ASSIGNMENT: The full set of entries below should be transcribed exactly.

Saved data entries:
PR #1711, opened 2023-08-09
Double-width icons can cause duplicated first characters in the filename on macOS

### LINKED ISSUE #1692: O_NERD and O_EMOJI creates duplicate letters in filename

quantonganh:
Fix #1692

### DIFF
--- a/src/nnn.c
+++ b/src/nnn.c
@@ -131,6 +131,18 @@
 #include "icons.h"
 #endif
 
+#if defined(ICONS_ENABLED) && defined(__APPLE__)
+/*
+ * For some reason, wcswidth returns 2 for certain icons on macOS
+ * leading to duplicated first characters in filenames when navigating.
+ * https://github.com/jarun/nnn/issues/1692
+ * There might be a better way to fix it without requiring a refresh.
+ */
+#define macos_icons_hack() do { clrtoeol(); refresh(); } while(0)
+#else
+#define macos_icons_hack()
+#endif
+
 #ifdef TOURBIN_QSORT
 #include "qsort.h"
 #endif
@@ -6520,6 +6532,7 @@ static void draw_line(int ncols)
 	}
 
 	move(2 + last - curscroll, 0);
+	macos_icons_hack();
 	printent(&pdents[last], ncols, FALSE);
 
 	if (g_state.oldcolor && (pdents[cur].flags & DIR_OR_DIRLNK)) {
@@ -6533,6 +6546,7 @@ static void draw_line(int ncols)
 	}
 
 	move(2 + cur - curscroll, 0);
+	macos_icons_hack();
 	printent(&pdents[cur], ncols, TRUE);
 
 	/* Must reset e.g. no files in dir */


quantonganh:
Why this failed?

```
Either git or ssh (required by git to clone through SSH) is not installed in the image. Falling back to CircleCI's native git client but the behavior may be different from official git. If this is an issue, please use an image that has official git and ssh installed.
Cloning git repository
Enumerating objects: 17975, done.
Counting objects: 100% (164/164), done.
Compressing objects: 100% (80/80), done.
Total 17975 (delta 88), reused 135 (delta 81), pack-reused 17811

error fetching: couldn't find remote ref "refs/pull/1711/head"
```

jarun:
Can you please make the change macOS-specific?

src/nnn.c
```diff
@@ -6520,6 +6520,10 @@ static void draw_line(int ncols)
 	}
 
 	move(2 + last - curscroll, 0);
+#if defined(ICONS_ENABLED) && defined(__APPLE__)
+	clrtoeol();
+	refresh();
```
N-R-K, line 6525: Is the `refresh()` also needed? What happens without it?

quantonganh: The issue still persists if we do not refresh the screen:

Screen Shot 2023-08-10 at 06 15 45

N-R-K: I was thinking we can avoid unnecessary flushes. But the performance impact here doesn't seem too noticeable (unlike https://github.com/jarun/nnn/pull/1694). So we can probably merge this in as a hack until someone comes up with something better.

Could you please add a comment under the `#ifdef` referencing the original issue url? And also leave a comment stating that there might be a better way to fix it without a flush (so that it's easily visible to anyone else interested in this) @quantonganh

src/nnn.c
```diff
@@ -6520,6 +6520,10 @@ static void draw_line(int ncols)
 	}
 
 	move(2 + last - curscroll, 0);
+#if defined(ICONS_ENABLED) && defined(__APPLE__)
```
N-R-K, line 6523: Instead of duplicating this, you can put this in a single place on top of the file:

```c
#if defined(ICONS_ENABLED) && defined(__APPLE__)
#define macos_icon_hack() do { clrtoeol(); refresh(); } while(0)
#else
#define macos_icon_hack()
#endif
```

Then just use `macos_icon_fix()` in those places.

quantonganh: I have made the updates as you suggested. Kindly review them.

N-R-K (approved):

src/nnn.c
```diff
@@ -131,6 +131,18 @@
...
 #endif
 
+#if defined(ICONS_ENABLED) && defined(__APPLE__)
+/*
+ * For some reason, wcswidth returns 2 for certain icons on macOS
+ * leading to duplicated first characters in filenames when navigating.
+ * https://github.com/jarun/nnn/issues/1692
+ * There might be a better way to fix it without requiring a refresh.
+ */
+#define macos_icons_hack() do { clrtoeol(); refresh(); } while(0)
```
jarun, line 141: Why do we need a do while loop for this?

jarun (changes requested):

src/nnn.c
N-R-K: It's a common idiom to avoid surprises when used inside if statements. E.g

```c
if (c)
    MACRO();
```

Will not work without the `do {} while(0)` trick because it'll expand to this:

```c
if (c)
    statement_1;
statement_2;
```

jarun: Can't we just have the braces:

#define macos_icons_hack() { clrtoeol(); refresh(); }

N-R-K: Then you won't be able to put the semi-colon when invoking the macro. From [c-faq 10.4](https://c-faq.com/cpp/multistmt.html):

> If the macro expanded to a simple compound statement, the final, caller-supplied semicolon would be a syntax error:

```c
if (cond)
	{ stmt1; stmt2; };
else	/* some other code */
```

jarun:
Thank you!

PROBLEM SOLUTION:
PR #1711, opened 2023-08-09
Double-width icons can cause duplicated first characters in the filename on macOS

### LINKED ISSUE #1692: O_NERD and O_EMOJI creates duplicate letters in filename

quantonganh:
Fix #1692

### DIFF
--- a/src/nnn.c
+++ b/src/nnn.c
@@ -131,6 +131,18 @@
 #include "icons.h"
 #endif
 
+#if defined(ICONS_ENABLED) && defined(__APPLE__)
+/*
+ * For some reason, wcswidth returns 2 for certain icons on macOS
+ * leading to duplicated first characters in filenames when navigating.
+ * https://github.com/jarun/nnn/issues/1692
+ * There might be a better way to fix it without requiring a refresh.
+ */
+#define macos_icons_hack() do { clrtoeol(); refresh(); } while(0)
+#else
+#define macos_icons_hack()
+#endif
+
 #ifdef TOURBIN_QSORT
 #include "qsort.h"
 #endif
@@ -6520,6 +6532,7 @@ static void draw_line(int ncols)
 	}
 
 	move(2 + last - curscroll, 0);
+	macos_icons_hack();
 	printent(&pdents[last], ncols, FALSE);
 
 	if (g_state.oldcolor && (pdents[cur].flags & DIR_OR_DIRLNK)) {
@@ -6533,6 +6546,7 @@ static void draw_line(int ncols)
 	}
 
 	move(2 + cur - curscroll, 0);
+	macos_icons_hack();
 	printent(&pdents[cur], ncols, TRUE);
 
 	/* Must reset e.g. no files in dir */


quantonganh:
Why this failed?

```
Either git or ssh (required by git to clone through SSH) is not installed in the image. Falling back to CircleCI's native git client but the behavior may be different from official git. If this is an issue, please use an image that has official git and ssh installed.
Cloning git repository
Enumerating objects: 17975, done.
Counting objects: 100% (164/164), done.
Compressing objects: 100% (80/80), done.
Total 17975 (delta 88), reused 135 (delta 81), pack-reused 17811

error fetching: couldn't find remote ref "refs/pull/1711/head"
```

jarun:
Can you please make the change macOS-specific?

src/nnn.c
```diff
@@ -6520,6 +6520,10 @@ static void draw_line(int ncols)
 	}
 
 	move(2 + last - curscroll, 0);
+#if defined(ICONS_ENABLED) && defined(__APPLE__)
+	clrtoeol();
+	refresh();
```
N-R-K, line 6525: Is the `refresh()` also needed? What happens without it?

quantonganh: The issue still persists if we do not refresh the screen:

Screen Shot 2023-08-10 at 06 15 45

N-R-K: I was thinking we can avoid unnecessary flushes. But the performance impact here doesn't seem too noticeable (unlike https://github.com/jarun/nnn/pull/1694). So we can probably merge this in as a hack until someone comes up with something better.

Could you please add a comment under the `#ifdef` referencing the original issue url? And also leave a comment stating that there might be a better way to fix it without a flush (so that it's easily visible to anyone else interested in this) @quantonganh

src/nnn.c
```diff
@@ -6520,6 +6520,10 @@ static void draw_line(int ncols)
 	}
 
 	move(2 + last - curscroll, 0);
+#if defined(ICONS_ENABLED) && defined(__APPLE__)
```
N-R-K, line 6523: Instead of duplicating this, you can put this in a single place on top of the file:

```c
#if defined(ICONS_ENABLED) && defined(__APPLE__)
#define macos_icon_hack() do { clrtoeol(); refresh(); } while(0)
#else
#define macos_icon_hack()
#endif
```

Then just use `macos_icon_fix()` in those places.

quantonganh: I have made the updates as you suggested. Kindly review them.

N-R-K (approved):

src/nnn.c
```diff
@@ -131,6 +131,18 @@
...
 #endif
 
+#if defined(ICONS_ENABLED) && defined(__APPLE__)
+/*
+ * For some reason, wcswidth returns 2 for certain icons on macOS
+ * leading to duplicated first characters in filenames when navigating.
+ * https://github.com/jarun/nnn/issues/1692
+ * There might be a better way to fix it without requiring a refresh.
+ */
+#define macos_icons_hack() do { clrtoeol(); refresh(); } while(0)
```
jarun, line 141: Why do we need a do while loop for this?

jarun (changes requested):

src/nnn.c
N-R-K: It's a common idiom to avoid surprises when used inside if statements. E.g

```c
if (c)
    MACRO();
```

Will not work without the `do {} while(0)` trick because it'll expand to this:

```c
if (c)
    statement_1;
statement_2;
```

jarun: Can't we just have the braces:

#define macos_icons_hack() { clrtoeol(); refresh(); }

N-R-K: Then you won't be able to put the semi-colon when invoking the macro. From [c-faq 10.4](https://c-faq.com/cpp/multistmt.html):

> If the macro expanded to a simple compound statement, the final, caller-supplied semicolon would be a syntax error:

```c
if (cond)
	{ stmt1; stmt2; };
else	/* some other code */
```

jarun:
Thank you!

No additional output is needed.